What to produce
From the entries that follow, work out how many lines contain "changes". Write the number only.

====== Information supplied ======

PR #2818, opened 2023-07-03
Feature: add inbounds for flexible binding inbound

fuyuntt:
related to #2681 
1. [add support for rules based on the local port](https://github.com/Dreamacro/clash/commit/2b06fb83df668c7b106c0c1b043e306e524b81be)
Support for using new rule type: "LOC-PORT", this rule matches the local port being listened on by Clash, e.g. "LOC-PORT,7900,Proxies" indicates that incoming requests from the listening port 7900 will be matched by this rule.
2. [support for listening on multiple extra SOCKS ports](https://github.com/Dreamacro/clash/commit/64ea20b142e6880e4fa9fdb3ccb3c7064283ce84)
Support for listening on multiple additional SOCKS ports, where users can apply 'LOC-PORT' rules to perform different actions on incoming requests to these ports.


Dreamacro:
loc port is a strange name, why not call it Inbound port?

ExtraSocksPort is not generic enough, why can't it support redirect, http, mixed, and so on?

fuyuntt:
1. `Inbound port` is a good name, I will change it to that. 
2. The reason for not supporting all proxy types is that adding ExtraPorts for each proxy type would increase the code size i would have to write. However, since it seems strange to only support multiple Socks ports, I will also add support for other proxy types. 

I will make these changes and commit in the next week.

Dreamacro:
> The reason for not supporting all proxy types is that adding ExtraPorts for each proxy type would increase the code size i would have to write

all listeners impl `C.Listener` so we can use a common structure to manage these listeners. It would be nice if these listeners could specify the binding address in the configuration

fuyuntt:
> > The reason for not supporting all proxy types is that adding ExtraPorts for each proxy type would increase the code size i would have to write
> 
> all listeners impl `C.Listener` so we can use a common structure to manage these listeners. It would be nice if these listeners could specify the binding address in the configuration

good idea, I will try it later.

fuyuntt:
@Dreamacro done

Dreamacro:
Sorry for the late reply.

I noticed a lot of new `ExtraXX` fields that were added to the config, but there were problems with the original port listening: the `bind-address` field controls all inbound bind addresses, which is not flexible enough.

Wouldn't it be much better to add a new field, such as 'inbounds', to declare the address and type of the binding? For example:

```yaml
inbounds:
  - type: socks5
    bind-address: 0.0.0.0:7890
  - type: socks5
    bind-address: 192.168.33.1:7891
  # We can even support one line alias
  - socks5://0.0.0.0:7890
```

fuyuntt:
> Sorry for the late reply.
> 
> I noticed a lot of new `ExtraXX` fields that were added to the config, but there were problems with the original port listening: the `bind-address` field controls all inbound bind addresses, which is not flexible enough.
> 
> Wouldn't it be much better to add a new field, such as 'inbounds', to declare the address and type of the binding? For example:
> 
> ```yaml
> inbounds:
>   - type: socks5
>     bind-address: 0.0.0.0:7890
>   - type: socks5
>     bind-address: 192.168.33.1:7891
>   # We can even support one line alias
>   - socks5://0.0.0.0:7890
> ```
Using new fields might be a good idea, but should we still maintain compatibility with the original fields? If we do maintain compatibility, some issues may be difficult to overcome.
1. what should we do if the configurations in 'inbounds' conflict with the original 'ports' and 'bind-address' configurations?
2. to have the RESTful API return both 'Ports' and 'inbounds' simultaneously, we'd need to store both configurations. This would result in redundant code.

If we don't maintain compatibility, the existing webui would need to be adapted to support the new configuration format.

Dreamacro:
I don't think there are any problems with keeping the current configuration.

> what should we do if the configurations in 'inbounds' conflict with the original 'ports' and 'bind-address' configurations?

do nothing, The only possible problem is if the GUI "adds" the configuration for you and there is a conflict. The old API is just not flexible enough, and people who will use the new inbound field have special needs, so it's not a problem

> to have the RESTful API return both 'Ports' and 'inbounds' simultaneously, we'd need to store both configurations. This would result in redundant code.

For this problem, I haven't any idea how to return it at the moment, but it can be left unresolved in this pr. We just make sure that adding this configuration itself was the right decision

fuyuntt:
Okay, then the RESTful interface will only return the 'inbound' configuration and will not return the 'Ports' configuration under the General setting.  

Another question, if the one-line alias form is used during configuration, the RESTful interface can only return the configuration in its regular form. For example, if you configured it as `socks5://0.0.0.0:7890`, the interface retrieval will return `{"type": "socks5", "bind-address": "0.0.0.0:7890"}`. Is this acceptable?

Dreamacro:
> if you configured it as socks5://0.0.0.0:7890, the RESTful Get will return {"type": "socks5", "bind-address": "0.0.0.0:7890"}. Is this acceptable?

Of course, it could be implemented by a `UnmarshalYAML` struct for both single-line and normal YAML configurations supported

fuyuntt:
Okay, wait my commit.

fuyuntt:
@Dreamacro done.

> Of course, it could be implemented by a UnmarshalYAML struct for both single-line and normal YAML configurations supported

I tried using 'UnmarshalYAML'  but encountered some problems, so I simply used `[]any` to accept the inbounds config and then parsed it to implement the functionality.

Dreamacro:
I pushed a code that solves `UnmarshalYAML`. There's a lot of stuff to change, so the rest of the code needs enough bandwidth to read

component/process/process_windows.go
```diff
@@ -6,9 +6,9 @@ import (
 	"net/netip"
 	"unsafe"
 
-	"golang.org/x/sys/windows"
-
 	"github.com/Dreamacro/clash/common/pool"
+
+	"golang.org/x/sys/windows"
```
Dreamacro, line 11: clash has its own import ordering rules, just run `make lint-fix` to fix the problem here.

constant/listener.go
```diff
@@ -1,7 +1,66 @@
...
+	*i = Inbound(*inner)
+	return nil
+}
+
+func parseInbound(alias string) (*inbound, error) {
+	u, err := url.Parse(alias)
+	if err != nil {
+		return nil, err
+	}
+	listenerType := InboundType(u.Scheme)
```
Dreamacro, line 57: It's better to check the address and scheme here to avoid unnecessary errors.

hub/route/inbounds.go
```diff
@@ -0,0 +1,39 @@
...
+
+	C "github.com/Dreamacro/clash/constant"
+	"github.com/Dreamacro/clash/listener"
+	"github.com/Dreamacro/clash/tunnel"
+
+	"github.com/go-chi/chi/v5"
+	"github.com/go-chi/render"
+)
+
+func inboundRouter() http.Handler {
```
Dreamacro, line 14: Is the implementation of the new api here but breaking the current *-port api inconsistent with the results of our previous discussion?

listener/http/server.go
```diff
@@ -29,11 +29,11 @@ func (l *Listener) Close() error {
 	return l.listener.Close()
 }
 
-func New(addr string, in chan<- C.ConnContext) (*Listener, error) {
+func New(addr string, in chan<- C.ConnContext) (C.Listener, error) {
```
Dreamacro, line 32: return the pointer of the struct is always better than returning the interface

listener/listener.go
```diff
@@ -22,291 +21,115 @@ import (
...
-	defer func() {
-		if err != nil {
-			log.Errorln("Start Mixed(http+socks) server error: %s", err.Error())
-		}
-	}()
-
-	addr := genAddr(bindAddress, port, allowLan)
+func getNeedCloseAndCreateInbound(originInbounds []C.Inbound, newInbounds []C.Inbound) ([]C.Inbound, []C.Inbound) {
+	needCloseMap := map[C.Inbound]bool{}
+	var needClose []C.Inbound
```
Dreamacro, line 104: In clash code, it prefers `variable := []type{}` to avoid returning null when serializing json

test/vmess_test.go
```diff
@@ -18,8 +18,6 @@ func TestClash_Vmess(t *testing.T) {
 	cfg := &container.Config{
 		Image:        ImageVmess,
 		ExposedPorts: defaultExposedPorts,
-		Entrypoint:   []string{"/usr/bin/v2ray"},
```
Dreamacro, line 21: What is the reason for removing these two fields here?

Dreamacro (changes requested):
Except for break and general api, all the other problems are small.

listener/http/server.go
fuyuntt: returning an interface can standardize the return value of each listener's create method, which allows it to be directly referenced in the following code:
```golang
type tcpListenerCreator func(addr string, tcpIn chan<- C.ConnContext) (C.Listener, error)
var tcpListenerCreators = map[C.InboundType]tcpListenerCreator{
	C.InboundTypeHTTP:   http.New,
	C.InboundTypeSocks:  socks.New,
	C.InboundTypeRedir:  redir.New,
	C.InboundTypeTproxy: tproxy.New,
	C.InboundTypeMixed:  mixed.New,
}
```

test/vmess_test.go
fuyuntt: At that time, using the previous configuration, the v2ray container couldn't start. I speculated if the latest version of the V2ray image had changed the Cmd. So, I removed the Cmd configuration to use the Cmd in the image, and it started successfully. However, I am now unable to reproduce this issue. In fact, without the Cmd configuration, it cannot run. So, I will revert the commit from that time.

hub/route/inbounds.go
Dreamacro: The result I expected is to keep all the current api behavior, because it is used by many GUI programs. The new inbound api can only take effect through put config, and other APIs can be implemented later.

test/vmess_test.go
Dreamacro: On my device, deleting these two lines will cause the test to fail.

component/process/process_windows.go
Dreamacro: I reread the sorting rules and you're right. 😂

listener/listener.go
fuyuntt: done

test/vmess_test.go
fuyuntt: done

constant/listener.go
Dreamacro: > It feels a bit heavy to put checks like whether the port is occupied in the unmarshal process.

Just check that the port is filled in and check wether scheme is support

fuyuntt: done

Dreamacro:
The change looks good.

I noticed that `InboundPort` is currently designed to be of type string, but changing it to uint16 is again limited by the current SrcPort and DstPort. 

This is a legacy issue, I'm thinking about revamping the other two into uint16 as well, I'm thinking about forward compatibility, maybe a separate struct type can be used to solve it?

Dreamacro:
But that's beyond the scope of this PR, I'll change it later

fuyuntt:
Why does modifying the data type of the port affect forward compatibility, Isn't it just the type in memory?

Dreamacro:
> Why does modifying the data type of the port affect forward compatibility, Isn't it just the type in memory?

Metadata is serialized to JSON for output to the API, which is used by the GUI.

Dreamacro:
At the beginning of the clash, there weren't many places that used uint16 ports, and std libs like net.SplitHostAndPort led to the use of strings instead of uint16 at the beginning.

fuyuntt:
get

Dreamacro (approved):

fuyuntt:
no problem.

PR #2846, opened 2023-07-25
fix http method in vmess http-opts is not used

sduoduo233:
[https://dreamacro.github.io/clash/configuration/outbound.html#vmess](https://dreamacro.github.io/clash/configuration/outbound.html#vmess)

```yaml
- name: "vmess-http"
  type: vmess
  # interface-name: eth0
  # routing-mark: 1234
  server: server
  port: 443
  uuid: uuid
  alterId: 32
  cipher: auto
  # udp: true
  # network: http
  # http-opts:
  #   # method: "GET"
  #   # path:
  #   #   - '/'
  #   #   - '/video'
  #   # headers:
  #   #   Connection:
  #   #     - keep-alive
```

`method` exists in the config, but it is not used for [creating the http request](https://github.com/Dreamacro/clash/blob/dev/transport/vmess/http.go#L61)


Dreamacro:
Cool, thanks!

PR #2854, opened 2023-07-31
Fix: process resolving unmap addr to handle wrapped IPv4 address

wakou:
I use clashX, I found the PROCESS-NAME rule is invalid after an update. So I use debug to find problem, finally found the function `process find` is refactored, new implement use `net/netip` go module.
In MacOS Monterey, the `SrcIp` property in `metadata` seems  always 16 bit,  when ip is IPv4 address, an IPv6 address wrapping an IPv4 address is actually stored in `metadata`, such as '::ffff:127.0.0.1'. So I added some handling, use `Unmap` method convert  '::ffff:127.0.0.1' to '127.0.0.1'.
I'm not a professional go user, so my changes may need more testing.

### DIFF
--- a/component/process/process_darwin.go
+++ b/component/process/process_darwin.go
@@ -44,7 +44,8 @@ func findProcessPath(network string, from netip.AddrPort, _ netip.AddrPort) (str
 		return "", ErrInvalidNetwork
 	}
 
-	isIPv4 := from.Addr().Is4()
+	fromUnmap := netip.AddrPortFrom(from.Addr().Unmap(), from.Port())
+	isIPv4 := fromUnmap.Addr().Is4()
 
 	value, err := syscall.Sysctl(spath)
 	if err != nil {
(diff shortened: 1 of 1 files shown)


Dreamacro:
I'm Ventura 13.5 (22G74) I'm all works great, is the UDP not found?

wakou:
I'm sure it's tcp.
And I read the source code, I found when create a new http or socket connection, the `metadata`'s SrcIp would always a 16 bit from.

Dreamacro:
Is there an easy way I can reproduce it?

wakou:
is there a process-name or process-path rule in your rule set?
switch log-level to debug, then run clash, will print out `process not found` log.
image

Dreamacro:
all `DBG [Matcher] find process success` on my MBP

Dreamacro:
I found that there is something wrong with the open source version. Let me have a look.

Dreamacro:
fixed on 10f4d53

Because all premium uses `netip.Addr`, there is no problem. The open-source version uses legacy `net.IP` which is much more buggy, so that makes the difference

======

Solution to this exercise
3